Quadrotor Navigation Using Reinforcement Learning with Privileged Information
Jonathan Lee, Abhishek Rathod, Kshitij Goel, John Stecklein, Wennie Tabib
AI summary
Problem
Prior learning-based navigation methods struggle to find paths in environments with large obstacles, sharp corners, and dead ends, often getting stuck or colliding due to fixed headings or lack of global path guidance.
Approach
The authors train an end-to-end reinforcement learning policy using differentiable simulation, privileged time-of-arrival maps for shortest-path guidance, and a novel yaw alignment loss to enable reorientation around large obstacles without requiring the map at test time.
Key results
- 86% simulation success rate, outperforming baselines by 34%
- Zero-collision hardware deployment across 20 outdoor flights covering 589 m at 4 m/s
- Novel yaw alignment loss enables effective navigation through sharp corners and twisting passageways
- Body rate attitude control and domain randomization successfully bridge the sim-to-real gap
Why it matters
Enables reliable, high-speed autonomous flight for lightweight quadrotors in complex, cluttered environments where traditional and prior learning-based methods fail.
Abstract
This paper presents a reinforcement learning- based quadrotor navigation method that leverages efficient differentiable simulation, novel loss functions, and privileged information to navigate around large obstacles.

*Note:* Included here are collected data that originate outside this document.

PR #16755, opened 2025-04-04
Issue #13999: Resolved Pitest Suppression in JavadocNodeImpl

Prarthana-Ramesh:
Issue: #13999 

Resolved Pitest Suppression in [JavadocNodeImpl.java](https://github.com/checkstyle/checkstyle/blob/master/src/main/java/com/puppycrawl/tools/checkstyle/checks/javadoc/JavadocNodeImpl.java)

**Mutation** - `toString : removed call to java/util/Objects::hashCode → SURVIVED`

- Objects.hashCode(children) returns the array's identity hash code, not a content-based hash. In assertions, this leads to incorrect evaluations since the actual contents of the array are ignored.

Prior learning- based methods perform well in scenes that exhibit narrow obstacles, but struggle when the goal location is blocked by large walls or terrain. In contrast, the proposed method utilizes time-of-arrival (ToA) maps as privileged information and a yaw alignment loss to guide the robot around large obstacles. The policy is evaluated in photo-realistic simulation environments containing large obstacles, sharp corners, and dead-ends. Our approach achieves an 86% success rate and outperforms baseline strategies by 34%. We deploy the policy onboard a custom quadrotor in outdoor cluttered environments both during the day and night. The policy is validated across 20 flights, covering 589 m without collisions at speeds up to 4 m/s.